Die Grüne Woche ist nicht nur eine der ältesten Messen Deutschlands, sondern auch ein Publikumsmagnet. Auch dieses Jahr werden wieder mehr als 400.000 Besucher auf dem Messegelände unter dem Funkturm erwartet. Einige von ihnen werden dabei nicht nur mit den neuesten Wurstspezialitäten, sondern auch den neuesten Forschungsergebnissen aus der Pflanzen- und Agrarforschung Bekanntschaft gemacht haben.

Henk van Liempt (links), Leiter des Referats Bioökonomie im BMBF, lässt sich von Kerstin Diekmann und Gerald Johannes das Verbundvorhaben zur Kartoffel-Genbank erklären.Lightbox-Link
Henk van Liempt (links), Leiter des Referats Bioökonomie im BMBF, lässt sich von Kerstin Diekmann und Gerald Johannes das Verbundvorhaben zur Kartoffel-Genbank erklären.Quelle: biotechnologie.de
Am Stand des Bundesministeriums für Bildung und Forschung (BMBF) auf dem sogenannten „Erlebnisbauernhof“ in Halle 3.2. geht es zum Beispiel um die Frage der Dunkelbacker.

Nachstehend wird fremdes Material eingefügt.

PR #4539, opened 2025-09-28
Support loading config from XDG_CONFIG paths

### LINKED ISSUE #216: Config file location should follow "modern" specifications

ponychicken:
Fixes #216 

Adds support for all config to be loaded from `$XDG_CONFIG_HOME/aider/`. When loading from this directory prefixing the individual files with `.aider.` is optional, so the main config file will also be detected if placed in `$XDG_CONFIG_HOME/aider/conf.yml`.

This PR does NOT include support for XDG_CACHE_HOME (mentioned as well in the issue), if this is merged I will open a new issue to track XDG_CACHE_HOME support

### DIFF
--- a/aider/args.py
+++ b/aider/args.py
@@ -791,8 +791,8 @@ def get_parser(default_config_files, git_root):
         is_config_file=True,
         metavar="CONFIG_FILE",
         help=(
-            "Specify the config file (default: search for .aider.conf.yml in git root, cwd"
-            " or home directory)"
+            "Specify the config file (default: search for .aider.conf.yml in git root, cwd, home"
+            " dir, and for conf.yml in ~/.config/aider)"
         ),
     ).complete = shtab.FILE
     # This is a duplicate of the argument in the preparser and is a no-op by this time of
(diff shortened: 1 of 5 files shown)


oliv3r:
I'd recommend also allowing ~/.config/aider/config.yaml too, it's just a few letters different, but reads much nicer.

soloturn:
please merge

wassr:
Is there a specific issue holding up this PR, that might need fixing? Otherwise it has been lying dormant for half a year for a more or less fundamental feature.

Den Dunkelbackern schneller auf die Spur kommen

„Das Schönheitsideal der Kartoffelchips sieht so aus“, sagt Gerald Johannes und hält einen Plexiglasbehälter mit hellgelben, hauchdünnen Kartoffelscheiben hervor. „Hier dagegen sehen wir Dunkelbacker“. Der  Agrarwissenschaftler, der bei der Nordring Kartoffelzucht und Vermehrungs-GmbH Norika für den Vertrieb zuständig ist, hält einen zweiten Behälter mit Kartoffelchips hoch, die aussehen, als wären sie zu lange im Ofen verblieben und ein wenig verbrannt. „Das sind sie nicht“, sagt Johannes“, „allerdings ist ihr Glukoseanteil zu hoch.“ Passiert das in der Produktion, werden Schadenersatzansprüche an den Züchter gestellt. Ein Fall für Gerald Johannes. Daher musste er wegen eines Dunkelbacker-Vorwurfs in die philippinische Metropole Manila fliegen. Durch umfangreiche Untersuchungen konnte Johannes feststellen, dass die Lieferung fälschlicherweise nicht nur die für die Kartoffelchips geeignete Norika-Sorte, sondern auch Kartoffeln anderer Provenienz enthielt. Bis das festgestellt war, dauerte es allerdings knapp zwei Wochen. „In Zukunft wird das in einem Tag möglich sein“, schätzt Johannes.

Retrokartoffel ermöglicht Hightech-Analysen

Und zwar spätestens Ende 2012, wenn das Verbundvorhaben „Retrokartoffel“ abgeschlossen ist.

Susanne Schreiter erforscht am Julius Kühn Institut, ob sich Bakteriengemeinschaften im Boden als Verbündete im Kampf gegen einen schädlichen Pilz einsetzen lassen.Lightbox-Link
Susanne Schreiter erforscht am Julius Kühn Institut, ob sich Bakteriengemeinschaften im Boden als Verbündete im Kampf gegen einen schädlichen Pilz einsetzen lassen.Quelle: biotechnologie.de
In diesem vom BMBF mit mehr als 500.000 Euro unterstützten Forschungsprojekt ist die Norika GmbH zusammen mit der Technischen Universität Dresden und dem Leibniz-Institut für Pflanzengenetik und Kulturpflanzenforschung (IPK) in Gatersleben beteiligt. Dabei geht es, wie der Name vermuten lassen könnte, nicht um die Entwicklung einer Kartoffel wie anno dazumal, sondern um die Erfassung aller bekannten Kartoffelsorten in einer genetischen Datenbank. Als Bestimmungsmerkmale dient eine besondere Klasse von Transposons, also DNA-Sequenzen, die in vielfacher Wiederholung im Erbgut der Pflanze auftreten können. Die sogenannten Short Interspersed Nuclear Elements (SINEs) verbleiben meist an der Stelle, an der sie im Laufe der Evolution einmal ins Genom der Pflanze gekommen sind. Damit sind sie häufig charakteristisch für die jeweilige Sorte. Bisher werden SINEs in den öffentlichen Datenbanken von Pflanzengenomen meist nicht erkannt. Mit den Ergebnissen sollen nicht nur bekannte Sorten eindeutig erkannt, sondern auch die Züchtung neuer Sorten effizienter werden. Beim nächsten Mal könnte Gerald Johannes dann den Rückflug aus Manila schon nach einem Tag antreten.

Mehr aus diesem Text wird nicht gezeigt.